In this environment, TNBA became a valuable bargaining chip in the fight to ensure black bowlers access to lanes. Hosting some of the largest tournaments gave black bowlers the collective power to reverse segregationist policies nationwide. In the 1970s, TNBA would tackle stubborn Southern segregationists on their home turf.

Speaking to Metro Times from his office in Jackson, Miss., TNBA National President Greg Green, 60, describes a scene, “once upon a time,” that could be cold and frosty to people of color.

“It was sort of like that here,” Green recalls. “In our city we had about four bowling centers, and they hadn’t always … well, I’m from Mississippi: I think that should explain a lot.

“I actually own a bowling center that, back in the 1960s, people of color had to sue to go in. There are stories about how, although the Caucasian clause was lifted, there were still places that weren’t ‘people-of-color-friendly.’ 

“In 1973-1974, the South had just begun to come about, as far as The National Bowling Association was concerned. It was basically a grand time for us, you know. The South went from the smallest region to the largest region in the organization.

“And we dealt with it. Right now, there’s probably not a center in the world where we haven’t been in or made an impact on.”

Recalling a quite different kind of integration effort, Mark Voight tells us about a conversation he had with Detroit’s Lafayette Allen Jr., a prosperous black businessman who owned Allen & Sons Supermarkets. He was also a well-known black bowler who became a longtime bowling editor for the Michigan Chronicle. It was Allen who sponsored the first team that competed in the ABCs in 1951. He was a regular customer at Satellite Bowl when the Voights owned it.

Mark Voight explains, “He lived, I believe, in Inkster, where he had a school named after him. Anyway, we were sort of sitting there and he said, ‘Do you know how Satellite Bowl was integrated?’ And I said, ‘I haven’t got a clue.’ 

“He told me, I’m guessing it was in the mid-1960s, ‘I came in one day in the early afternoon and asked if I could have a lane. Now mind you, there were no other bowlers bowling, and every lane was empty, and I was told, “No, there are no lanes available.” But one lane was on, so I proceeded to walk down, put my shoes on, and I started bowling.’ And that was the first African-American that bowled at Satellite.”

 


 

ALL JOINED UP

Seventy-five years after its formation, in a world of universally integrated sports, how does TNBA thrive?
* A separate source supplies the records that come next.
Issue #3998, opened 2017-12-12
auto-complete only works with API file, should work for builtin-languages in any case


GitMensch:
### Description of the Issue
If a language is supported (defined in langs[.model].xml) but no API\\\${lang}.xml is available the keywords given for the language should be used for auto-complete "function completion".

### Steps to Reproduce the Issue
1. Activate auto-completion with "function completion only"
2. Create a new file and choose COBOL highlighter (as there is no API shipped)
3. try to use auto-completion

### Expected Behavior
If no API\\\${lang}.xml is available is available but langs[.model].xml defines the current language the entries under `Keywords` should be used for auto-completion.

### Actual Behavior
No function completion is done if API\\\${lang}.xml is missing.

### Debug Information
Notepad++ v7.5.3 (32-bit)
Build time : Dec 5 2017 - 10:45:46
Path : C:\Program Files (x86)\Notepad++\notepad++.exe
Admin mode : OFF
Local Conf mode : OFF
OS : Windows 10 (64-bit)
Plugins : ComparePlugin.dll DSpellCheck.dll LocationNavigate.dll mimeTools.dll NppConverter.dll NppExport.dll NppSaveAsAdmin.dll PluginManager.dll SourceCookifier.dll

donho:
Auto-completion list is not necessary the same with the keywords of syntax highlighting. In some languages like COBOL  it could be the case but in the others they may need some different standard libraries' API, which are not in the keyword list.

GitMensch:
> Auto-completion list is not necessary the same with the keywords of syntax highlighting. In some languages like COBOL it could be the case but in the others they may need some different standard libraries' API, which are not in the keyword list.

@donho I see. What do you think about using the keywords if API\${lang}.xml is missing?

GitMensch:
Ping @donho I completely understand you're very busy with this project alone, not even taking life into account. Just want to recheck "What do you think about using the keywords for the built-in languages if, and only if their API${lang}.xml is missing?" (this is what the issue is about, not about the case where an api file exists).

GitMensch:
Second thought: I vote to let the debugbuild open an msgbox if a builtin-language doesn't have an API file - this way the API file can simply be extracted from the keywords of the builtin-language and everything should be fine in the release builds, without the need (or a use) for a fallback.
Opinions?

PR #3393, opened 2017-06-13
FunctionList Update 3

MAPJe71:
- add parsers for ADA, AutoHotKey, Fortran Fixed and Free Form style (see Community Topics [#11059](https://notepad-plus-plus.org/community/topic/11059) & [#13553](https://notepad-plus-plus.org/community/topic/13553)), Haskell (see Community Topic [#12972](https://notepad-plus-plus.org/community/topic/12972)), Haskell Literate style, Haskell Literate style for LaTeX, MOX (see Community Topic [#13675](https://notepad-plus-plus.org/community/topic/13675)), PL/SQL (see Community Topic [#13393](https://notepad-plus-plus.org/community/topic/13393)), RAPID (see Community Topics [#10725](https://notepad-plus-plus.org/community/topic/10725) & [#12264](https://notepad-plus-plus.org/community/topic/12264))
 - update comment for parsers Assembly, AutoIt3, Batch, C, Java, KRL, NSIS, PowerShell and Sinumerik
 - update language ID table
 - improve the Bash parser for single-line, "Here Document" (type 1 & 2) and "Here String" comments
 - improve the INI parser by using \xnn notation for special characters
 - improve the Inno Setup parser by searching for procedures in addition to functions, discards forward declarations and searches in INI, ISPP and ISSI sections
 - improve the UniVerse BASIC parser by searching for functions and procedures in addition to numeric and alpha-numeric labels
 - improve the "Function list" XML parser for matching left and right quotes of function name filter

Issue #2731, opened 2016-12-30
Please update syntax highlighter for COBOL


GitMensch:
Some words are missing that can be found in the COBOL2014 standard and in different compiler's extensions. A not complete but quite nice list can be extracted from GnuCOBOL, see https://github.com/OpenCobolIDE/OpenCobolIDE/issues/389 for a list of words.

GitMensch:
necessary changes done, see https://github.com/notepad-plus-plus/notepad-plus-plus/pull/4004 (note: the [original SciTE-file cobol.properties was updated](https://sourceforge.net/p/scintilla/scite/ci/ca90a391a4851d70e44ec49df9460bc304a08fba/), beforehand)

Additional note: I don't know why but the two reserved words `value` and `values` are in but not highlighted any more - as much more words are highlighted that were missing before I still consider it "ok"

GitMensch:
closed with finish of #4004 with a5ec6be

PR #4004, opened 2017-12-14
heavy COBOL update, first support within function list and auto-completion

GitMensch:
COBOL support in function list - new entries in functionList.xml (note: defaults to fixed-form reference format, manual switch to free-form reference-format possible in association for langID 50)

COBOL support in auto-completion - new file APIs/cobol.xml (note: defaults to upper-case, hopefully changed to support both, see https://github.com/notepad-plus-plus/notepad-plus-plus/issues/3998)
COBOL syntax highlighter - recreated list with many more reserved words

note: list of statements, functions and reserved words token from GnuCOBOL 3.0 (COBOL85,2002,2014 + extensions from IBM/MicroFocus/RM/ACUCOBOL), please report back if any words are missing


GitMensch:
Note: While the auto-complete works for the *keyword* [`FORMATTED-DATE`](https://github.com/GitMensch/notepad-plus-plus/blob/d53f6c596dfc90e110ae9ef9957807eaf2800e09/PowerEditor/installer/APIs/cobol.xml#L415) it doesn't work for the *function* parameters. Is there anything I can do to fix this or should I file a bug?

chcg:
@MAPJe71 Maybe interesting for  #3393

dail8859:
@GitMensch 

I have experienced the opposite when using `additionalWordChar`, for example using `.` for Lua. Using `Ctrl+Space` does not suggest words with the character already in them (see #2532), however opening the function (e.g. with `(`) works correctly. See the gif below. After it auto-completes the full function I delete a few chars and try to trigger the auto complete again but it doesn't work, however if I open the function it works correctly. I did not try any changes in this PR.


acdemo

PowerEditor/src/functionList.xml
```diff
@@ -90,6 +90,11 @@
 			<association id=  "powershell_function"   langID="53"                          />
 			<association id=  "javascript_function"   langID="58"                          />
 			<association id=       "baanc_section"    langID="60"                          />
+			<!--
+			   As there is currently only one langID for COBOL: change to cobol_section_free
+			   if this is your favourite format
+			-->
+			<association langID="50" id="cobol_section_fixed"/>
```
MAPJe71: Use same layout as is used for already available associations and position based on `langID` value i.e. between "innosetup_syntax" and "powershell_function" associations.

PowerEditor/src/functionList.xml
```diff
@@ -1468,6 +1473,28 @@
...
+			<!-- Variant for COBOL fixed-form reference format -->
+			<parser id="cobol_section_fixed" displayName="COBOL fixed-form reference format">
+				<function
+					mainExpr="(?m-s)^.{6}[ D][\t ]{0,3}(?!exit\s)[\w_-]+(\.|((?'seps'([\t ]|\*&gt;.*|([\n\r]+(.{6}([ D]|\*.*)|.{0,6}$)))+)section(\.|((?&amp;seps)(\.|[\w_-]+\.)))))"
+					displayMode="$functionName">
+					<functionName>
+						<nameExpr expr="[\w_-]+((?=\.)|((?'seps'([\t ]|\*&gt;.*|([\n\r]+(.{6}([ D]|\*.*)|.{0,6}$)))+)section((?=\.)|(?&amp;seps)((?=\.)|[\w_-]+(?=\.)))))"/>
+					</functionName>
+				</function>
+			</parser>
```
MAPJe71: 1. Use same layout as is used for existing parsers.
2. Remove `displayMode` attribute, it's not used.
3. Add comment/description.

PowerEditor/src/functionList.xml
```diff
@@ -1468,6 +1473,28 @@
...
+			<!-- Variant for COBOL free-form reference format -->
+			<parser id="cobol_section_free" displayName="COBOL free-form reference format">
+				<function
+					mainExpr="[\s\.](?!exit\s)[\w_-]+\s+section(\s*|(\s+[\w_-]+)?)(?=\.)"
+					displayMode="$functionName">
+					<functionName>
+						<nameExpr expr="[\w_-]+\s*section"/>
+				   </functionName>
+				</function>
+			</parser>
```
MAPJe71: See review comment for fixed-form parser.

GitMensch:
@MAPJe71 Applied most of your comments. Note: We tweaked these entries back in 2015 together, I would actually need time to fully understand and explain these regexes. But as the functionList still doesn't support COBOL at all I consider it better to use these as they are than waiting for me to come back to them in 2018/2019. Note: I don't know if the old comment boundaries problem is fixed by now (there was a request for you to redo your patch back then), if they are the commented one for free-form reference-format may be retested.

... just rechecked:
https://svn.code.sf.net/p/open-cobol/contrib/trunk/samples/prime_machine/prime_machine.cob works fine with the "simple" cobol_section_free variant which is active in the suggested PR but not with the extended one including the paragraphs.

GitMensch:
@donho The "common style issues" mentioned by @MAPJe71 were fixed, all CI and manual checks passed and #2731 is fixed by this - is there anything "open" on your side before including this one?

How does an organization get members to pay TNBA and ABC dues to belong to an organization that won its big fight years ago?

President Green tells us how TNBA’s social aspects carry an appeal that goes beyond being strictly a sporting organization, from gospel brunches to spectacular parties.

“We have a tendency to enjoy ourselves and have fun,” Green says. “My philosophy is that if there’s no fun there, it’s going to get old and die, so we have a reputation for having good, structured fun, and good structured parties.”

This week’s celebration should be no exception, as the competition culminates in days of pageantry. Thursday sees a “Battle of the Sexes,” a man versus woman ten-pin match that Green calls “a blast,” a karaoke-bowling reception at Southfield’s Plum Hollow Lanes, then the King and Queen’s Ball on Friday, before meeting for one last time at Saturday’s “Bon Voyage” gathering. 

TNBA’s emphasis on these social aspects makes sense. More than other athletic pursuits, bowling is sociable. It’s a relaxing sport we play together, in palaces built just for us. It’s a fitting way to bridge divides and bring people together, and it dovetails neatly with TNBA’s historic mission.

Or maybe bowling businessman Voight says it best: “It’s a real fun business to be in. Everything is social, and that’s the beauty of the sport.”